1 # [No.1] construct_wrapper.0
2 # In file test.py(22)/ def construct(self, x, y):/
3 funcgraph fg_0(
4 %para1 : Tensor(F32)[] # x
5 , %para2 : Tensor(F32)[] # y
6 ) {
7
8 #------------------------> 0
9 %1 = FuncGraph::fg_3(%para1, %para2) #(Tensor(F32)[], Tensor(F32)[]) # fg_3=construct.3 #scope: Default
10 # In file test.py(26)/ return c/#[CNode]2
11 Primitive::Return{prim_type=1}(%1) #(Undefined) #scope: Default
12 # In file test.py(26)/ return c/#[CNode]1
13 }
14 # order:
15 # 1: construct_wrapper.0:[CNode]2{[0]: ValueNode<FuncGraph> construct.3, [1]: x, [2]: y}
16 # 2: construct_wrapper.0:[CNode]1{[0]: ValueNode<Primitive> Return, [1]: [CNode]2}
17
18
19 # [No.2] construct.3
20 # In file test.py(22)/ def construct(self, x, y):/
21 funcgraph fg_3(
22 %para3 : Tensor(F32)[] # x
23 , %para4 : Tensor(F32)[] # y
24 ) {
25 %1 : Tensor(F32)[] = DoSignaturePrimitive::S-Prim-Sub{prim_type=1}[input_names=["x", "y"], output_names=["output"]](%para3, I64(1)) #(Tensor(F32)[], I64) #scope: Default
26 # In file test.py(23)/ a = self.sub(x, 1)/#a
27 %2 : Tensor(F32)[] = DoSignaturePrimitive::S-Prim-Add{prim_type=1}[input_names=["x", "y"], output_names=["output"]](%1, %para4) #(Tensor(F32)[], Tensor(F32)[]) #scope: Default
28 # In file test.py(24)/ b = self.add(a, y)/#b
29
30 #------------------------> 1
31 %3 = FuncGraph::fg_18(%1, %1, %2) #(Tensor(F32)[], Tensor(F32)[], Tensor(F32)[]) # fg_18=func.18 #scope: Default
32 # In file test.py(25)/ c = self.mul(b, self.func(a, a, b))/#[CNode]5
33 %4 = DoSignaturePrimitive::S-Prim-Mul{prim_type=1}[input_names=["x", "y"], output_names=["output"]](%2, %3) #(Tensor(F32)[], Undefined) #scope: Default
34 # In file test.py(25)/ c = self.mul(b, self.func(a, a, b))/#c
35 Primitive::Return{prim_type=1}(%4) #(Undefined) #scope: Default
36 # In file test.py(26)/ return c/#[CNode]4
37 }
38 # order:
39 # 1: construct.3:a{[0]: a, [1]: ValueNode<Int64Imm> 1, [2]: ValueNode<Float> Float32}
40 # 2: construct.3:a{[0]: ValueNode<DoSignaturePrimitive> S-Prim-Sub, [1]: x, [2]: ValueNode<Int64Imm> 1}
41 # 3: construct.3:b{[0]: ValueNode<DoSignaturePrimitive> S-Prim-Add, [1]: a, [2]: y}
42 # 4: construct.3:[CNode]5{[0]: ValueNode<FuncGraph> func.18, [1]: a, [2]: a, [3]: b}
43 # 5: construct.3:c{[0]: ValueNode<DoSignaturePrimitive> S-Prim-Mul, [1]: b, [2]: [CNode]5}
44 # 6: construct.3:[CNode]4{[0]: ValueNode<Primitive> Return, [1]: c}
45
46
47 #===============================================================================
48 # num of function graphs in stack: 2
The file analyze_fail.dat
has the same information format with the file .dat
. The only difference is analyze_fail.dat
will locate the node which inferring failed.
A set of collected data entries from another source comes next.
PR #2926, opened 2019-04-06
Fix "include" with "ignore missing" when an error loading occurs in the included template

### LINKED ISSUE #2524: {% include ... ignore missing %} skips Twig_Error_Loader exceptions thrown inside the included template
Lets assume the following `base.twig`:

    {% include 'child.twig' ignore missing %}

And a child with the following:

    {% include '_' %}

The exception inside `child.twig` is skipped, and twig simply carries like if the file didn't exist.
You can see this on https://twigfiddle.com/9b14cx

-----------------------------------------------

Funny side effect, if a child has a "bad" `{% extends %}`, it starts executing the next file. (Only happens with `{% extends %}` or `{% use %}` and not with `{% include %}`).

Take as example the following `base.twig`:

    {% include ['bad.twig', 'good.twig'] ignore missing %}

And the `bad.twig` file has the following:

    {% extends 'die.twig' %}

And the `good.twig` has the following:

    good!

This will display the following:

    good!

You can try it on https://twigfiddle.com/swkjpu

fabpot:
closes #2524

### DIFF
--- a/test/Twig/Tests/EnvironmentTest.php
+++ b/test/Twig/Tests/EnvironmentTest.php
@@ -498,33 +498,6 @@ EOF
         $this->assertEquals('foo', $twig->render('func_string_named_args'));
     }
 
-    /**
-     * @expectedException \Twig\Error\RuntimeError
-     * @expectedExceptionMessage Circular reference detected for Twig template "base.html.twig", path: base.html.twig -> base.html.twig in "base.html.twig" at line 1
-     */
-    public function testFailLoadTemplateOnCircularReference()
-    {
-        $twig = new Environment(new ArrayLoader([
-            'base.html.twig' => '{% extends "base.html.twig" %}',
-        ]));
-
-        $twig->load('base.html.twig');
-    }
-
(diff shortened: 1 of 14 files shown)


test/Twig/Tests/EnvironmentTest.php
```diff
@@ -498,33 +498,6 @@ public function testAddRuntimeLoader()
         $this->assertEquals('foo', $twig->render('func_string_named_args'));
     }
 
-    /**
-     * @expectedException \Twig\Error\RuntimeError
-     * @expectedExceptionMessage Circular reference detected for Twig template "base.html.twig", path: base.html.twig -> base.html.twig in "base.html.twig" at line 1
```
stof, line 503: so, no such protection against circular references anymore ?

fabpot: No,  as we don't load templates recursively, so not needed anymore. And when the parent is dynamic, we didn't have such protection anyway (same for includes).

PR #2927, opened 2019-04-07
Prepare for the new serialization mechanism

fancyweb:
#eufossa

related to https://github.com/symfony/symfony/pull/30965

Searching the point by the text of ------------------------>
, we reach the last position of the ------------------------> 1
at line 30.
The node at line 31 to 32 have an error. Its IR expression is %3 = FuncGraph::fg_18(%1, %1, %2) ...
. We can know the node have 3 parameters from (%1, %1, %2)
. But actually the function only need 2. So the compiler will fail when evaluating the node. To solve th problem, we should decrease the parameter number.